Des Ultramarins mobilisés contre le texte de loi de sécurité globale

manifestation
Manifestants anti loi sécurité globale Paris 21 novembre
©Valentin Belleville / Hans Lucas / Hans Lucas via AFP
Plusieurs milliers de manifestants s'étaient réunis dans toute la France, notamment à Paris, pour protester une nouvelle fois contre le projet de loi de sécurité globale. Des personnalités ultramarines étaient présentes : elles se sentent particulièrement concernées.
Tout un symbole. Le parvis des Droits de l'Homme, entre le palais de Chaillot et le musée de la marine, interdit aux manifestants par la préfecture de police.

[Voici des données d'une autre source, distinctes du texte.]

PR #161, opened 2024-01-02
hooks: enable polkit for unconfined processes

alfonsosanchezbeato:
polkit is needed in some cases for communication between services shipped in the base, for instance when systemd-networkd talks to systemd-hostnamed to set the hostname. Enable to fix these use cases. Note that this does not help yet if we want to use it from a snap.

### DIFF
--- a/hooks/000-provide-uids-gids.chroot
+++ b/hooks/000-provide-uids-gids.chroot
@@ -115,6 +115,7 @@ _apt:x:117:65534:Reserved:/nonexistent:/bin/false
 syslog:x:108:114:Reserved:/home/syslog:/bin/false
 dnsmasq:x:109:65534:Reserved:/var/lib/misc:/bin/false
 tss:x:110:116:Reserved:/var/lib/tpm:/bin/false
+polkitd:x:111:120:polkit:/nonexistent:/usr/sbin/nologin
 EOF
 cp /etc/passwd /etc/passwd.orig # We make a copy for a later sanity-compare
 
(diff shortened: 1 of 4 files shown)


valentindavid (commented):
Two comments so far.

* xml-core is installed. I do not think it makes sense to keep it. It believe it is only useful for sgml docs. I am guessing it is a dependency of the post install script of some of the packages.
* `/usr/lib/tmpfiles.d/polkitd.conf` points to `/etc/polkit-1/rules.d` and `/var/lib/polkit-1`. We should add those in writable-paths. The first one is probably not needed now. But I am guessing the second should be.

valentindavid:
>     * `/usr/lib/tmpfiles.d/polkitd.conf` points to `/etc/polkit-1/rules.d` and `/var/lib/polkit-1`. We should add those in writable-paths. The first one is probably not needed now. But I am guessing the second should be.

Nevermind for  `/var/lib/polkit-1`, it seems was useful for localauthority for 3rd party packages. And it has been removed in recent version of polkit. I do not think we need it, and I do not think we every will.

alfonsosanchezbeato:
> Two comments so far.
> 
> * xml-core is installed. I do not think it makes sense to keep it. It believe it is only useful for sgml docs. I am guessing it is a dependency of the post install script of some of the packages.

It is used to generate xml catalog files, which I'm not sure if polkit xml parser will need. I have removed the executables provided by xml-core, as we definitely don't need them after installation of packages has happened.

> * `/usr/lib/tmpfiles.d/polkitd.conf` points to `/etc/polkit-1/rules.d` and `/var/lib/polkit-1`. We should add those in writable-paths. The first one is probably not needed now. But I am guessing the second should be.

Goot point, I have added the one under /etc as it would be something we will eventually want for snaps or for workarounds.

alfonsosanchezbeato:
@valentindavid thanks for your review, I've addressed your comments now

valentindavid (approved):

Des milliers de personnes encerclées par les forces de l'ordre, étaient regroupées sur la place. Au pied de la statue du Maréchal Foch, la foule tourne en rond, pour dire non à une loi de protection qu’elle juge liberticide.
 

Des personnalités d’Outre-mer particulièrement concernées

Pour Françoise Vergès, militante pour les libertés, ancienne présidente du Comité National pour la Mémoire et l'Histoire de l'Esclavage :
 
"Cette loi contre laquelle on proteste, la loi de sécurité globale, est une loi absolument inique, injuste qui s’attaque aux journalistes, à la liberté d’expression ; qui veut protéger la police pour que finalement, évidemment, les crimes et les violences policières ne soient pas dénoncés. Je me sens particulièrement visée par cette loi puisque, on peut le rappeler c’est filmer les violences policières aux Etats-Unis avec Georges Floyd mais aussi en France, avec plusieurs violences policières qui a déclenché un mouvement, qui a fait voir à tout le monde ce que c’était que les violences policières. C’était pas simplement ce qui nous passait par la tête. Donc effectivement c’est de masquer le racisme structurel dans la police."
 

La visibilité des violences policières jugée utile en Outre-mer

 Tous se sont donc mobilisés pour mettre le holà aux violences policières dans l’Hexagone comme en Outre-mer. La Martiniquaise Naema Rainette-Dubo, du Collectif Zéro Chlordécone Zéro Poison témoigne sur l’enjeu :
 
"A la Martinique, en ce moment, nous sommes directement impactés par cette loi puisque l’un des militants anti-chlordécone s’est fait tabasser par les gendarmes. Et c’est grâce à une vidéo d’un citoyen martiniquais qu’on a pu mettre les preuves au vu et au su de tous, malgré les mensonges de la justice. Donc voilà pourquoi je suis mobilisée. Et aussi d’une façon générale, c’est un problème qui touche tout le monde."
 
Un sujet grave traité sur un air de fête populaire. Avant que le peuple ne se retrouve une prochaine fois, si le gouvernement persiste dans sa détermination.